1) Blomstrand E, Eliasson J, Karlsson HK, Köhnke R. Branched-chain amino acids activate key enzymes in protein synthesis after physical exercise. J Nutr. 2006 Jan;136(1 Suppl):269S-73S. Review. PubMed PMID: 16365096.

2) Suryawan A, Torrazza RM, Gazzaneo MC, Orellana RA, Fiorotto ML, El-Kadi SW, Srivastava N, Nguyen HV, Davis TA.Enteral leucine supplementation increases protein synthesis in skeletal and cardiac muscles and visceral tissues of neonatal pigs through mTORC1-dependent pathways. Pediatr Res. 2012 Apr;71(4 Pt 1):324-31. doi: 10.1038/pr.2011.79. Epub 2012 Feb 15. PubMed PMID: 22391631; PubMed Central PMCID: PMC3619200.

3) Howatson G, Hoad M, Goodall S, Tallent J, Bell PG, French DN. Exercise-induced muscle damage is reduced in resistance-trained males by branched chain amino acids: a randomized, double-blind, placebo controlled study. J Int Soc Sports Nutr. 2012 May 8;9(1):20. [Epub ahead of print] PubMed PMID: 22569039; PubMed Central PMCID: PMC3395580.

4) Churchward-Venne TA, Burd NA, Mitchell CJ, West DW, Philp A, Marcotte GR, Baker SK, Baar K, Phillips SM. Supplementation of a suboptimal protein dose with leucine or essential amino acids: effects on myofibrillar protein synthesis at rest and following resistance exercise in men. J Physiol. 2012 Mar 25.

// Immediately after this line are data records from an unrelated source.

PR #1267, opened 2018-12-15
ADP5063

EvilMav:
"Linear LiFePO4 Battery Charger with
Power Path and USB Compatibility in LFCSP"
Datasheet: https://www.analog.com/media/en/technical-documentation/data-sheets/ADP5063.pdf

I don't like the Vin position at top as I prefer treating the USB input as an input, placing it to the left, but other PMICs seem to do so too. Otherwise the checker script complains or I'd have to remove the "power input".

Feels a bit tight, let me know if it is a problem.

kicad_screenshot_tmp


Misca1234:
There a number of devices that not follow "power ontop" rule, one example is power regulators

For this component, unless people oppose, I can not see any problems to move VIN to the left side

Then i have the following suggestions which is up to you.
Because the LED is connected to VLED, I suggest you place them above the ISO, BAT THR then you wont get crossing lines for ILED and THR (which want to GND)
Same goes for SYS_EN.

Move CBP down below DIG_IO for same reason

Because connection of the EP pin is not required I suggest you make it invisible, NC (no connection) and place the 'X' on the symbols body line.

If you want to connect it, stack it on AGND

EvilMav:
@Misca1234 
Thank you for your comments. This makes sense, I will do as suggested. I tend to disagree about the EPAD though: you do not need to connect it to anything, but you might want to connect it to a plane to improve the power dissipation. Typically it is GND, but not necessary (e.g. you might have a V+ opposite PCB layer to dissipate into). Having this as a separate pin give the designer freedom to choose where the heat goes.

EvilMav:
Commited version:
kicad_screenshot_tmp

Misca1234:
Ok, then we are good to go

PR #2000, opened 2019-07-10
GLT-2905: Fix LDAP Things

djcooke:


djcooke:
@avarsava Not really, but changing it would involve renaming the LDAP role and require anyone else who uses MISO with LDAP/AD auth to do the same, which I don't think is worth the effort

PR #2009, opened 2019-07-19
[GLT-2916] Patch 'No Scientific Name' bug

avarsava:
Putting periods in field names should cause Handsontable to create nested objects and fields. In rare (and as of yet unknown) circumstances, it fails to do this, and consistently does so on flat.sample.scientificName, creating a situation where on save there is an extra field flat["sample.scientificName"] which contains a string but flat.sample.scientificName is null. Detects when this happens and forces the value back to the correct place to enable saving. Does not fix the underlying issue. Can't seem to pinpoint it, this broken field seems to pop up at the call to pack.

Also corrects a typo in an unrelated function. Don't know if that's ever called.

### DIFF
--- a/miso-web/src/main/webapp/scripts/hot_library_receipt.js
+++ b/miso-web/src/main/webapp/scripts/hot_library_receipt.js
@@ -34,13 +34,23 @@ HotTarget.libraryReceipt = (function() {
           if (!flat.sample) {
             flat.sample = {};
           }
+
           col.libraryUnpack(lib.sample, flat.sample, setCellMeta);
+
+
         };
         col.libraryPack = col.pack;
         col.pack = function(lib, flat, errorHandler) {
           if (!flat.sample) {
             flat.sample = {};
           }
+
+          // Sometimes sample properties don't go into the nested subobject, but become a field called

5) Li X, Wang X, Liu R, Ma Y, Guo H, Hao L, Yao P, Liu L, Sun X, He K, Cao W, Yang X. Chronic leucine supplementation increases body weight and insulin sensitivity in rats on high-fat diet likely by promoting insulin signaling in insulin-target tissues. Mol Nutr Food Res. 2013 Feb 13.

6) Manders RJ, Little JP, Forbes SC, Candow DG. Insulinotropic and muscle protein synthetic effects of branched-chain amino acids: potential therapy for type 2 diabetes and sarcopenia. Nutrients. 2012 Nov 8;4(11):1664-78.